Spoilers: my pointer arithmetic, which has not changed in years, is still correct.

When the arithmetic turned out to be correctly breaking loops before creating any invalid pointers, I turned to the only other possible culprit: the part where I turn a &BitSlice reference into a slice reference by doing, essentially, unsafe { &*(ptr as *const BitSlice<_, _> as *const [()])} to get an untyped slice reference that I can then call .as_ptr() and .len() on.

This was it. Casting through [()] causes Miri to decide that the pointer is now to a zero-sized region, which means any later casts where I restore typing information (&*(slice.as_ptr().offset(something) as *const T)) no longer have access to the provenance history.

This is, to put it lightly, a pretty serious problem.

Minimal Reproduction

In my quest to rip as many components as I can out of bitvec that aren’t directly related to managing individual bits, my pointer manipulation code largely lives in funty. bitvec’s only raw-pointer work is the encoding used to pack data into a slice pointer. Conveniently, this means that I can create a test in funty to trigger the same failure, and not have to deal with all of bitvec’s baggage in trying to get a small program running.

#[test]
fn cast_through_zero() {
  let data = [4u32, 8u32];
  let slice_ref: &[u32] = &data[..];
  let slice_ptr = slice_ref as *const [u32];
  // let slice_ptr = slice_ptr as *const [()];
  let unit_slice = unsafe { &*slice_ptr };
  let slice_ref = unsafe {
    core::slice::from_raw_parts(
      unit_slice.as_ptr() as *const u32,
      unit_slice.len(),
    )
  };
  assert_eq!(slice_ref[0], 4);
}

Minimal reproduction of the bug, on the Rust Playground

The “source” link takes you to a Rust Playground where you can run this directly. Use Tools > Miri to run the program, then uncomment the line and run it under Miri again.

With the cast through unit-slice commented out, this test passes successfully. With that line enabled, Miri alarms with the error I described above. Note that nowhere in this test do I modify the address value of the pointer, or even route it through as usize. The only transformation that occurs is opacifying the referent type in order to mark the value as not dereferenceable.

What Is To Be Done

Well, I’m not getting a Ph.D. in how to model pointers in an abstract machine in a way that allows programs to mathematically prove that they aren’t conjuring addresses out of thin air and disobeying the rules of legal access, and people on the Miri team are. So I don’t exactly feel qualified to give them instructions.

But it would be nice if Miri would treat *() and *[()] as pointing to opaque regions, rather than transparently empty regions. Casting through unit or slice-of-unit (or any other zero-width type) should not discard provenance information and cause all subsequent pointer manipulation to become unable to regain access to real memory.

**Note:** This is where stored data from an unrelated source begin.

PR #714, opened 2024-09-18
Use a system hook for pre-commit mypy

samuelhwilliams:
### Change description
Now that we're running mypy in github actions, where python is installed and already has all of our dev dependencies available, we can use a system hook instead of the mypy repo hook.

This will make pre-commit run the `mypy` that is available in the current environment, which will be the one pinned by our requirements-dev.txt. Because it uses that mypy, and the environment's python interpreter, all of our dev dependencies will also inherently be available for mypy's type checking, which should give us the best checks available.

### How to test


albertkol (approved):
.

PR #715, opened 2024-09-18
Update test fixtures for ReportingRound model

samuelhwilliams:
### Change description
In some previous code, we created the ReportingRound model and instances to replace a bunch of disparate data spread across various models.

We didn't update all of the tests to consistently have ReportingRound entities attached via relationships, so this patch fixes it.

### DIFF
--- a/tests/conftest.py
+++ b/tests/conftest.py
@@ -11,6 +11,7 @@ For particularly disruptive or scope changing tests, the function scoped fixture
 since these reset the DB at a function scope, they have the biggest impact on performance.
 """
 
+import uuid
 from datetime import datetime
 from pathlib import Path
 from typing import Any, BinaryIO, Generator
@@ -43,6 +44,7 @@ from data_store.db.entities import (
     ProgrammeProgress,
     Project,
     ProjectFinanceChange,
+    ReportingRound,
     RiskRegister,
     Submission,
 )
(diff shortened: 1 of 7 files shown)


wjrm500 (approved):
Hi @samuelhwilliams looks good and makes sense to have this as a separate PR to minimise the scope of upcoming PRs. Should probably have included this in my original PR, although looking back there were already about a million files in the changeset, so maybe for the best that I didn't haha!

Couple of quick thoughts, no blockers:
- Slight inconsistency in the way we get ID from funds - generating UUID in the application code here: `tests/conftest.py::additional_test_data` versus flushing session to attach ID to entity here: `tests/integration_tests/test_ingest_db_transactions.py::test_next_submission_id_more_digits`
- More generally, is it possible to define all reference data upfront using CSVs so we don't even need to create new funds / organisations or whatever during testing? (Probably a good reason we don't do this, just checking)
- The `ReportingRound` entity defined in the test functions `test_next_submission_numpy_type` and `test_next_submission_id_more_digits` in `tests/integration_tests/test_ingest_db_transactions.py` could be a fixture, as it is identical between those functions

samuelhwilliams:
> * Slight inconsistency in the way we get ID from funds - generating UUID in the application code here: tests/conftest.py::additional_test_data versus flushing session to attach ID to entity here: tests/integration_tests/test_ingest_db_transactions.py::test_next_submission_id_more_digits

fair point, will normalise this as a fixup in next PR 👀 

> * More generally, is it possible to define all reference data upfront using CSVs so we don't even need to create new funds / organisations or whatever during testing? (Probably a good reason we don't do this, just checking)

maybe - not something I'm investigating for now, but might be a good thing for tech debt in the future

> * The ReportingRound entity defined in the test functions test_next_submission_numpy_type and test_next_submission_id_more_digits in tests/integration_tests/test_ingest_db_transactions.py could be a fixture, as it is identical between those functions

probably could be, but I am not overly bothered about making _all_ test setup into fixtures (esp with only two copies)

I fully understand the desire to limit the set of well-formed programs so that we can better reason about the ones that survive. That is, after all, Rust’s entire value proposition. I may be able to sidestep the problem by forcing Miri to assume that I am exposing addresses to systems it can’t see and then retrieving them later, but I would feel much more comfortable if I were acting under Miri’s supervision. It’s a genuinely useful tool that has helped me out a lot, and intentionally blinding it exposes me to risks of my own fallibility.

I want Miri to be intelligent and useful. Ideally, intelligent enough to understand and allow the things I am doing that it was not programmed to expect. I’m not the only project that encodes non-address data into pointers, and we’re going to want Miri to be able to understand all of these.

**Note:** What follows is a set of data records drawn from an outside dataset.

PR #718, opened 2024-09-19
New unique constraint for programme junction

samuelhwilliams:
https://dluhcdigital.atlassian.net/browse/FPASF-493

### Change description
Because we'll be removing the other unique constraint that currently looks at programme_id + reporting_round (number).

### DIFF
--- a/data_store/db/entities.py
+++ b/data_store/db/entities.py
@@ -450,6 +450,11 @@ class ProgrammeJunction(BaseModel):
             "reporting_round",
             name="uq_programme_junction_unique_submission_per_round",
         ),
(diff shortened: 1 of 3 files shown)


wjrm500 (approved):
Looks good, couple of non-blocking thoughts, both of which I've mentioned over Slack but adding here to keep PRs self-documenting:

- Alembic migration name truncation leading to things like `041_new_programme_round_constrai` is a bit bleurgh, doesn't appear that we can do anything about this sadly
- Prefer a nicer name for the new unique key, something standardised like `uq_programme_junction_programme_id_reporting_round_id` that doesn't try to convey any additional meaning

So please. Until the standard library stabilizes pointer-value-manipulation APIs, at least let us have *() and *[()]. I think merely preserving history when encountering these types will suffice – returning back out of the untyped pointer will require conformance with the original history information in order for the program to be well-formed, so programs that do this correctly should still be understandable.

But that’s what happens when you’re on the bleeding edge of an experiment. Sometimes the blood is yours.